Xen and SELinux : anything in common ?

Xen is definitely a great piece of software. It is currently the only viable (truly) Open Source solution to build secure virtual systems by isolating software in their own sandbox, and being able to set CPU/Memory restrictions on each of the sub systems.

However, each subsystem has to be managed and upgraded separately. This means that each subsystem is a (nearly) complete system that must be administrated in its own. Another aspect is User Management, since some users may need to be propagated. An LDAP repository can be used to avoid the ugly NIS-like propagation, but one needs to define a policy regarding how the users are laid-out in the directory and how the directory is used, since not all virtual machines may be accessed by all users… And user management also implies the usual sharing of /home, for which most people use the old and broken (though working ) NFS .
Monitoring is also an important topic in this area : open source monitoring solutions like OpenNMS must be leveraged in order to monitor all the servers. This is another layer of complexity, that isn’t necessarily needed.

So now, what I am wondering about is why all the buzz goes to Xen, and nobody really cares about SELinux (except maybe Red Hat which seems to provide decent SELinux support in its distribution). Ubuntu, in any case, does not seem to make SELinux its priority, as Michael Dolan highlights it.

Sure, Xen and SELinux are not meant to tackle the same problems. Xen is a virtualization layer, whereas SELinux is a security layer. However, the problem, I believe, is that people tend to use Xen to tackle security problems that SELinux could solve without the need of additional systems. Of course, for complex needs, Xen+SELinux could be envisionned, but the philosophy behind virtualization is that the system is dumb from a security perspective, whereas SELinux tries to fix the heart of the problems : making a multi-user system secure.

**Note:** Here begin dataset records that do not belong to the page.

PR #88, opened 2024-01-18
fix: elba signature verification

proquig:
## Description

This fixes a bug where validating elba signature was not working due to the fact it was trying to JSON stringify a string, adding unecessary quotes wrapping the string and failing to verify correctly that the signatures were matching.

## Checklist:

### DIFF
--- a/packages/sdk/src/webhooks/request-signature.test.ts
+++ b/packages/sdk/src/webhooks/request-signature.test.ts
@@ -5,13 +5,13 @@ import { validateWebhookRequestSignature } from './request-signature';
 describe('validateWebhookRequestSignature', () => {
   it('should succeed when the request signature is valid', async () => {
     const secret = 'test-secret';
-    const payload = '{ "data": "example" }';
+    const payload = '{"data":"example"}';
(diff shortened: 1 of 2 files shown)


packages/sdk/src/webhooks/request-signature.test.ts
```diff
@@ -5,27 +5,27 @@ import { validateWebhookRequestSignature } from './request-signature';
...
-    const payload = '{ "data": "example" }';
+    const payload = '{"data":"example"}';
 
     const signature = 'invalid-signature';
     const request = new Request(new URL('http://foo.bar'), {
       method: 'post',
-      body: JSON.stringify(payload),
-      headers: { 'X-Elba-Signature': signature },
+      body: payload,
+      headers: { 'X-elba-Signature': signature },
```
athielba, line 28: can we use uppercase or lowercase for all `x-elba-signature` ?

proquig: It's case insensitive when we retrieve the header, I just updated it to match what we had on elba side

PR #97, opened 2024-01-25
feat(tpa-webhook-validation): add tpa refresh & delete object request webhooks validation

athielba:
## Description

Include webhook validation for 
1. third party app refresh object
2. third party app delete object

## Checklist:

### DIFF
--- a/packages/schemas/src/third-party-apps.ts
+++ b/packages/schemas/src/third-party-apps.ts
@@ -41,3 +41,18 @@ export type DeleteThirdPartyApps = zInfer<typeof deleteThirdPartyAppsSchema>;
 export const thirdPartyAppsScanTriggeredWebhookDataSchema = z.object({
   organisationId: z.string().uuid(),
 });
+
+export const thirdPartyAppsRefreshObjectRequestedWebhookDataSchema = z.object({
+  organisationId: z.string().uuid(),
+  userId: z.string(),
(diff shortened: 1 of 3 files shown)


packages/schemas/src/third-party-apps.ts
```diff
@@ -41,3 +41,18 @@ export type DeleteThirdPartyApps = zInfer<typeof deleteThirdPartyAppsSchema>;
...
+  userId: z.string(),
+  appId: z.string(),
+  metadata: z.any()
+});
+
+export const thirdPartyAppsDeleteObjectRequestedWebhookDataSchema = z.object({
+  organisationId: z.string().uuid(),
+  userId: z.string(),
+  appId: z.string(),
+  metadata: z.any()
```
elbalexandre, line 56: There is `jsonSchema` in `common.ts` that is more safe than any.

packages/sdk/src/webhooks/event-data.test.ts
```diff
@@ -3,28 +3,64 @@ import { ElbaError } from '../error';
 import { parseWebhookEventData } from './event-data';
```
elbalexandre, line 4: no need to changes that, we are not going to test each webhook event here, we can trust zod for that. The two existing test was for covering general behavior.

elbalexandre (approved):

PR #98, opened 2024-01-25
docs(template): update inngest event names

elbalexandre:
## Description

- update template inngest event name

## Additional Notes

n/a

## Checklist:

### DIFF
--- a/template/src/inngest/functions/users/sync-users-page.test.ts
+++ b/template/src/inngest/functions/users/sync-users-page.test.ts
@@ -28,7 +28,7 @@ const users: usersConnector.MySaasUser[] = Array.from({ length: 5 }, (_, i) => (
   email: `username-${i}@foo.bar`,
 }));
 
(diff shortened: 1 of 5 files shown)


template/src/inngest/functions/users/sync-users-page.test.ts
```diff
@@ -28,7 +28,7 @@ const users: usersConnector.MySaasUser[] = Array.from({ length: 5 }, (_, i) => (
   email: `username-${i}@foo.bar`,
 }));
 
-const setup = createInngestFunctionMock(syncUsersPage, 'users/sync_page.triggered');
+const setup = createInngestFunctionMock(syncUsersPage, '{SaaS}/users.page_sync.requested');
```
athielba, line 31: IMO, since it is not doc we can directly use a source name(`github`) for instance , and leave a  simple comment that  to say source will be differ be based on the integration

PR #1366, opened 2025-06-07
Add registration_open filter for event_list

tristanjl:
Add registration_open filter for event_list to allow list to select for only events that can currently be registered.


jennyq:
Thanks @tristanjl !

Issue #844, opened 2020-04-15
Hard Coded US Date format in a number of parts of the Code


rob-hills:
On our newly launched Tendenci-based site http://aeva.asn.au we have the Australian date format set in our Site settings (eg `'d-m-Y h:i A'` for the short date format).

However, our Membership manager noticed that his Memberships listing was showing US date format (https://www.example.com/admin/memberships/membershipdefault/).

We (@goetzk and I) looked for the source of this and discovered that the Memberships Views.py has   [two instances of a hard-coded US Date format](
https://github.com/tendenci/tendenci/blob/master/tendenci/apps/memberships/views.py#L1807).

We then did some grepping:
```
src/tendenci/tendenci/apps$ grep -rF "strftime('%m/%d/%Y')" --include=*.py .
```
which returned the following results:
```
./events/views.py:            process_options.append("--start_dt=%s" % start_dt.strftime('%m/%d/%Y'))
./events/views.py:            process_options.append("--end_dt=%s" % end_dt.strftime('%m/%d/%Y'))
./files/views.py:            'start_dt': start_dt.strftime('%m/%d/%Y'),
./files/views.py:            'end_dt': end_dt.strftime('%m/%d/%Y'),
./recurring_payments/models.py:                                           billing_cycle['start'].strftime('%m/%d/%Y'),
./recurring_payments/models.py:                                           billing_cycle['end'].strftime('%m/%d/%Y'))
./recurring_payments/models.py:                            self.billing_cycle_start_dt.strftime('%m/%d/%Y'),
./recurring_payments/models.py:                            self.billing_cycle_end_dt.strftime('%m/%d/%Y'))
./memberships/views.py:            'start_date': start_date.strftime('%m/%d/%Y'),
./memberships/views.py:            'end_date': end_date.strftime('%m/%d/%Y')})
./memberships/admin.py:            return dt.strftime('%m/%d/%Y')
./resumes/views.py:            start_dt = start_dt.strftime('%m/%d/%Y')
./resumes/views.py:            end_dt = end_dt.strftime('%m/%d/%Y')
```
So it appears that there are a number of locations that need to be inspected to see if the Site Settings date format should be applied instead.

rob-hills:
I should have mentioned, we upgraded to version 12.01 just prior to releasing our site!

jennyq:
Thank you Rob. Would you mind to submit a pull request?

rob-hills:
I'll see what I can do!

[...]

PR #1383, opened 2025-09-20
Hard coded dates - Core and Memberships app

rob-hills:
@jennyq this Pull Request is the first part of my work on hard-coded dates throughout Tendenci code and templates (Issue #844 ).  I've done it as two branches, "hard_coded_dates_core" and "hard_coded_dates_memberships" with the "memberships" branch being **branched off** the "core" branch.

The "Core" branch pulls the relevant Django settings into the Tendenci Settings file so they can be commented and made more visible to Tendenci web admins.  The date and time formatting settings have been given values that ensure they are as backwards-compatible as possible.  It also includes relevant changes to base code and templates.

The "Core" branch adds the Django "USE_TZ" setting and sets it to True (Django default is False).  Please note this will generate some warnings in the log files (`RuntimeWarning: DateTimeField received a naive datetime`) wherever "naive" DateTime objects are still in use.  These warnings will disappear as I work through the Tendenci code replacing DateTime objects with their Timezone equivalents.

Testing here (on https://test.aeva.asn.au ) has not thrown up any issues with these changes (apart from the log file warnings) so if you also don't find any major problems, I should be able to roll out similar fixes to the rest of the Tendenci code pretty quickly from now.

### DIFF
--- a/tendenci/apps/events/views.py
+++ b/tendenci/apps/events/views.py
@@ -3540,9 +3540,10 @@ def cancel_registration(request, event_id, registration_id, hash='', template_na
     if request.method == "POST":
         # If cancellation is no longer allowed, force a refresh so that
         # "cancellation not allowed message is displayed"
-        if not event.can_cancel:
-            return HttpResponseRedirect(reverse(
-                'event.cancel_registration', args=[event.pk, registration.pk]))
+        if not request.user.is_superuser:
+            if not event.can_cancel:
+                return HttpResponseRedirect(reverse(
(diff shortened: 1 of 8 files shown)


goetzk:
Great to see progress on #844!

I haven't looked at the code recently enough to know  off hand if things like Report() can take a differently formatted `start_date` and do the right thing so I can't comment on that sort of stuff.
I will note that there is a lot of (good) whitespace cleanup in the diff but they make it harder to pick out the actual changes. I'm not sure if your editor makes it possible to minimise those changes but it might be something which needs to be split out from the main code changes.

In fact, why would anyone want to setup of a full-blown virtual server just to run a DNS server, if some security stack could protect the rest of the system from being damaged in the case that the DNS daemon would get hacked ?

One Response to “Xen and SELinux : anything in common ?”

  1. Mike Dolan says:

    +1 – Why do you need Xen at all when you can isolate your applications in their own sandbox – similar to a linux-vserver/OpenVZ container almost. I can see other uses for Xen – scale out, test, consolidation. Right now though – I think the SELinux with RHEL and for some part AppArmor with SLES are what set the “enterprise Linux”s apart from the community ones. I took unfair aim at Ubuntu in my post b/c really most of the ‘community’ distros that are not based on RHEL/SLES seem to have largely ignored SELinux and AppArmor. For instance, why is SELinux an ‘alternative’ type install for Gentoo. WIth Gentoo it’s all build from scratch, but SELinux isn’t a part of the default handbook – it’s optional.